Wow! I hope they find that package in time.


----------



## violentblossom (Jul 21, 2009)

Jeff Godbold said:


> Of all the spiders to loose. I hope they find it for you!





Sathane said:


> Wow! I hope they find that package in time.


Ditto. That sincerely lame, and I'm sure very frustrating. Damn.


----------



## Hilikus311 (Jul 21, 2009)

wow this happened w/ my Blue Fang they (post office not person i ordered it from) sent it 400 miles away so yeah i know what your going through but a P. metallica? darn man that sucks hope everything turns out well for you and your T


----------



## aracnophiliac (Jul 21, 2009)

Wow i would be on fire...did you at least have insurance on it?


----------



## Beneath (Jul 21, 2009)

Sathane said:


> Wow! I hope they find that package in time.

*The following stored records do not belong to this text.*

PR #91, opened 2015-07-02
Add counters for thumbnail generation

drsnyder:
Add counter for thumbnail generation and thumbnail cache hits. This will give us more insight into how often we are using the backing cache for thumbnails.

/cc @ljagiello @nmonterroso


nmonterroso:
LGTM

PR #94, opened 2015-07-23
Switch sunng87/ring-jetty9-adapter to mpenet/jet and upgrade to jetty 9.3.0

pchojnacki:
Additionally switch stdout logging to log to Syslog/LOCAL0

----
According to profiler fixing logging for Jetty and S3 reduced time Vignette was spending processing  logs. Which contributed small percent to performance improvement this PR brings.

Additionally when researching options for async communication I've found that just upgrading to jetty 0.9.3 (via mpenet/jet)  improves the throughput of Vignette on my laptop by around 10% i.e. from 80-90 rps to 90-100 rps. Also reducing Memory usage and CPU. Also threads are now blocking much less and doing more work.

This might be due to Jetty switching to async processing internally in version 9.3.0 
https://webtide.com/jetty-9-3-features
 
/cc: @nmonterroso @drsnyder @ljagiello @cmiller-wikia 

I also tested other frameworks that provide async communication namely aleph and http-kit but it seems that they don't provide this kind of improvement out of the box and are also incompatible with few our modifications to logging.


pchojnacki:
Small clarification:
I've tested it using locally installed Ceph/S3 and not Local mode

ljagiello:
@pchojnacki What value for `STORAGE_MAX_CONNS` you want to use at production? Default?

drsnyder:
Hi @pchojnacki! Was this PR prompted by a specific issue? I don't want to ignore performance but we also have a fairly long backlog of image processing issues in Jira.

pchojnacki:
@ljagiello When testing with 100 concurrent connections I've bumped to the default limit of 50 and got errors that Vignette timed out when waiting for free worker. So for my testing I decided to use the same number for max-conns as the number of Jetty worker threads that process incoming connections so in case of cache fetches there is 1:1 relation of workers. 

So the factory default is actually 50 but I'd suggest keeping the pool size at around 150. Also since I wasn't able to find this specific problem happening on production I'm open to suggestions.

pchojnacki:
@drsnyder I was doing some investigation into async frameworks for purposes of integration with Static Assets service and I noticed different patterns in threads in VisualVM. Since its hackathon and I also noticed the ongoing thread about Thumbnail caching I decided to investigate a little bit more.

drsnyder:
> Since its hackathon and I also noticed the ongoing thread about Thumbnail caching I decided to investigate a little bit more.

FWIW, I think we want more data about where the trouble was coming from. If you wanted to measure that, just remove the `-C` command line option for vignette on one of the thumbnailer machines and attach visualvm to it. That will give you some production data to investigate where we might be able to reduce the CPU usage. visualvm might no tell you the whole story though because a large part of the CPU usage was coming from imagemagick.

pchojnacki:
I decided to tackle this part first since I remember talking to Nelson some time ago and that some of the problems Vignette used to have was not entirely related to ImageMagick. Although I might have remembered wrong :D

If I won't be doing anything else tomorrow I might look into it too. 
I used to be sure that some performance gaps of vignette might be coming not from ImageMagick itself but from Bash and the amount of processess it is spawning to handle the request so I might try to isolate this and see if IMagick+Bash combo will be able to process more thumbnailing request than some native Java library.  Because otherwise as I did some benchmarks in our old email discussion like a year ago those benchmarks showed that Imagick is quite fast at processing images and that probably dominates the "heatmap" of cpu usage but maybe bash makes it sufficiently slower so that other solutions will be faster.

This PR is more about trying to make Vignette as close to Varnish in pure data shuffling throughput as possible while also adding support for async operations so if we will stick to some form of persistent/semi-persistent thumbnail cache the cache lookups will not need dedicated thread pool.

drsnyder:
> So the factory default is actually 50 but I'd suggest keeping the pool size at around 150. Also since I wasn't able to find this specific problem happening on production I'm open to suggestions.

This could in fact be a problem in production. If you tail the logs you'll see timeouts connecting to CEPH. I was suspicious about this but never had a chance to investigate. 

@pchojnacki would you mind splitting out the `STORAGE_MAX_CONS` change? I'm really curious to see if that has an impact on the error rate in production. It would be nice to separate the effect from the jetty changes.

pchojnacki:
The problem with small pool actually manifests as:
```
Unable to execute HTTP request: Timeout waiting for connection from pool : /bwtest/1/27/mario.png/revision/latest
```
I still can split the PR if you want but although I checked only on one host I haven't found any symptom of this problem. Since I think we average well below 50 rps on each dfs.
Although if we would increase the the timeout so that current gets will timeout less then I think this problem would have higher chances of occurring

drsnyder:
It looks like the latest version of [`ring-jetty9-adaper`](https://github.com/sunng87/ring-jetty9-adapter/blob/master/project.clj#L1) uses jetty 0.9.3. Should we try upgrading first to see if we see reduced CPU usage?

pchojnacki:
thanks for pointing https://github.com/sunng87/ring-jetty9-adapter/blob/master/project.clj#L1 I'll definetly take a look to try to confirm if the speedup is indeed caused by jetty internals change.

But I think I'll still stick with Jet because it provides some extension to Ring that makes it possible to use asynchronous requests processing directly. Which https://github.com/sunng87/ring-jetty9-adapter doesn't seem to provide.

drsnyder:
> But I think I'll still stick with Jet because it provides some extension to Ring that makes it possible to use asynchronous requests processing directly.

I would prefer not to make the change unless we need it. If we aren't currently using the asynchronous request processing extensions to Ring I don't think we should change.

pchojnacki:
Sorry for not including info earlier.
I'm working on using async communication to fetch images from Static assets service.

Its actually why I've upgraded that in the first place because when looking for async enabled servers I've tested a few and found that this one has some improvement out of the box. Using async enabled client will definitely improve performance for both thumbnail cache lookup as well as original downloads.

Additionally jet seems to be more popular at least in star-count and observed.

drsnyder:
> I'm working on using async communication to fetch images from Static assets service.

Ok, say more about that. Unless I'm mistaken that's a function of the HTTP client we use to fetch the objects from either CEPH or the SAS and not the request handler.

pchojnacki:
quoting from jet Readme:
>If you return a core.async channel in a ring body jetty will go into async mode and the channel values will be streamed as chunks. If the channel is closed the connection ends. If an error occurs or the client disconnects the channel closes as well.

This allows of handler code to also use async clients like the client bundled with Jet.

drsnyder:
I see now where this is headed. We were planning on doing this with `http-kit` but a while back we decided to consolidate on jetty since that's also what we were using with pandora. 

For the client side we'll need a new [storage handler](https://github.com/Wikia/vignette/blob/master/src/vignette/storage/s3.clj#L111-135). Are you planning on a followup PR for those changes?

PR #17, opened 2020-09-14
Swap 1042 dev environment

peter-asztalos:


martin-trajanovski:
@peter-asztalos I see tests are failing is it because of the changes in the docker-compose file or we should retry them?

Hopefully he won't have the luck I had. UPS never found mine. Been over a month now. Constantly call and threaten to protest etc. Just bother them. They have it somewhere. Ken(thebugguy) had to call them to put a tracer on it. The total package cost(contents etc) was refunded though. Heres the thread. Good luck!


----------



## Sathane (Jul 21, 2009)

Being an adult and the temperature being decent this time of year (here anyway) there is still a good chance that she's okay.  I really hope she's fine.


----------



## ftorres (Jul 21, 2009)

Hello,
This is sad.
I hope you find her soon.


----------



## ccamaleon3000 (Jul 21, 2009)

Danny and me we trying the best we can but if us postal office lost the box is nothing we can do i just hope they find it for the best of my female and thanks guy's for all the comment's the 3 day i was feeling ok but now im really worried


----------



## arachyd (Jul 21, 2009)

What comes up when you click the proof of delivery button?


----------



## Goomba (Jul 21, 2009)

USPS sucks so bad. It's worth paying the extra dough for fedex or usps, in my opinion. I just lost a birthday girl recently though usps. Weak.


----------



## Talkenlate04 (Jul 21, 2009)

Goomba said:


> USPS sucks so bad. It's worth paying the extra dough for fedex or usps, in my opinion. I just lost a birthday girl recently though usps. Weak.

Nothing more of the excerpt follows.